Während Fröhleke bei der Firma Beckhoff einen Innovationsführer der Automatisierungsbranche als Arbeitgeber kennenlernte, sah er, wie Innovationen ein Unternehmen zum Erfolg führen können. Darum fand er in Vogelhuber den idealen Partner für ein KI-Start-up. Neben Unternehmen identifizierten beide auch öffentliche Verwaltungen für ihre KI-basierte Software-Lösung, die nach einer Vollständigkeits- und Plausibilitätsprüfung von Anträgen für schnellere Durchlaufzeiten sorgen kann.
TECHNOLOGIELIEFERANT AUS DER REGION
„Wir möchten Technologielieferant aus der Region für den Mittelstand und die Verwaltung in Ostwestfalen werden“, erklärt Fröhleke die Vision der beiden Gründer. Dazu möchten sie Innovationspartnerschaften mit mehreren Unternehmen und Verwaltungen aufbauen. „So können wir die Entwicklungskosten verteilen und die Unternehmen und Verwaltungen können von den verschiedenen Erfahrungen profitieren“, ergänzt Fröleke. So entstehe ein KI-Betriebssystem, das als Plattform für die Prozessautomation dient. KI-gestützte Softwareagenten könnten dann die Mitarbeiter von repetitiven Aufgaben entlasten. Das Prüfen von Rechnungen nennt er hier als Beispiel. „Kaffeekochen und Schnittchen schmieren klappt noch nicht“, nennt Fröhleke augenzwinkernd die Grenzen des Systems.

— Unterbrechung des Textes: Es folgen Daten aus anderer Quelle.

PR #1188, opened 2018-01-04
Fix matching float values

mheki:
Currently `IdentityMatcher` for simple spec using float values like 
```
$this->subtract(1.2, 1)->shouldReturn(0.2);
```
 returns false instead of true for correct implementation. 

Float values comparison in PHP is a tricky thing. Matching by identity doesn't always return the result we expect. Example:
```php
$a = 0.3 - 0.1;
$b = 0.1 + 0.1;

var_dump($a === $b); // false
var_dump($a == $b); // false
```

To fix it I'd like to introduce `FloatValueMatcher` (I'm open to suggestions with better naming).
Current implementation fixes issue for IdentityMatcher, I would need to add also similar fix for ComparisonMatcher. Creating WIP PR to get some feedback.

Todo:
- [ ] update docs
- [ ] implement fix for ComparisonMatcher

### DIFF
--- a/src/PhpSpec/Matcher/FloatValueMatcher.php
+++ b/src/PhpSpec/Matcher/FloatValueMatcher.php
@@ -67,7 +67,7 @@ final class FloatValueMatcher extends BasicMatcher
     protected function matches($subject, array $arguments): bool
     {
         if (extension_loaded('bcmath')) {
-            return \bccomp($subject, $arguments[0], 20) === 0;
+            return \bccomp($subject, $arguments[0], 17) == 0;
         }
 
         return (string) $subject === (string) $arguments[0];
--- a/src/PhpSpec/Matcher/FloatValueMatcher.php
+++ b/src/PhpSpec/Matcher/FloatValueMatcher.php
@@ -1,0 +1,98 @@
+<?php
+
+/*
+ * This file is part of PhpSpec, A php toolset to drive emergent
+ * design by specification.
+ *
+ * (c) Marcello Duarte <marcello.duarte@gmail.com>
+ * (c) Konstantin Kudryashov <ever.zet@gmail.com>
+ *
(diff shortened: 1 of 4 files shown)


src/PhpSpec/Matcher/FloatValueMatcher.php
```diff
@@ -0,0 +1,98 @@
...
+            && 1 === \count($arguments)
+            && \is_float($arguments[0]);
+    }
+
+    /**
+     * {@inheritdoc}
+     */
+    public function getPriority(): int
+    {
+        return 150;
```
mheki: this has to be higher than IdentityMatcher to execute this one first

src/PhpSpec/Matcher/FloatValueMatcher.php
```diff
@@ -0,0 +1,98 @@
...
+    }
+
+    /**
+     * {@inheritdoc}
+     */
+    protected function matches($subject, array $arguments): bool
+    {
+        if (extension_loaded('bcmath')) {
```
mheki: bcmath extension is not loaded by default on linux distributions.

src/PhpSpec/Matcher/FloatValueMatcher.php
```diff
@@ -0,0 +1,98 @@
...
+            return \bccomp($subject, $arguments[0], 20) === 0;
```
mheki: I wasn't sure what value to use for the `scale` parameter. Whatever we use it will have to be documented.

ciaranmcnulty:
Did you try shouldBeApproximately()?

mheki:
Nope, @ciaranmcnulty you're right. I can get what I wanted with `shouldBeApproximately()`.
Cheers.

Bei der Produktenwicklung achten die Unternehmer schon heute auf die umfassenden Regelungen des AI-Acts der EU. Dieser ist zum 1. August 2024 offiziell in Kraft getreten. Allerdings heißt dies nicht, dass die einzelnen Regelungen bereits gelten würden. Sie treten schrittweise bis August 2027 in Kraft, teilweise also erst nach bis zu 36 Monate Übergangsfrist. Hier kann das Start-up schon heute vorbeugend Rechtssicherheit bieten. Das gilt laut Vogelhuber und Fröhleke selbstverständlich auch für den sensiblen Umgang mit personenbezogenen Daten und den Schutz aller Daten, zum Beispiel vor Cyberangriffen.
„Zurzeit besteht unser Team aus uns beiden Gründern, drei Werkstudenten sowie weiteren Professionals aus unserem Umfeld, die uns derzeit beratend mit ihrer Berufserfahrung und als Freelancer unterstützen“, sagt Vogelhuber, „bis Ende 2025 wollen wir auf ein Team von 10 – 15 Personen wachsen“.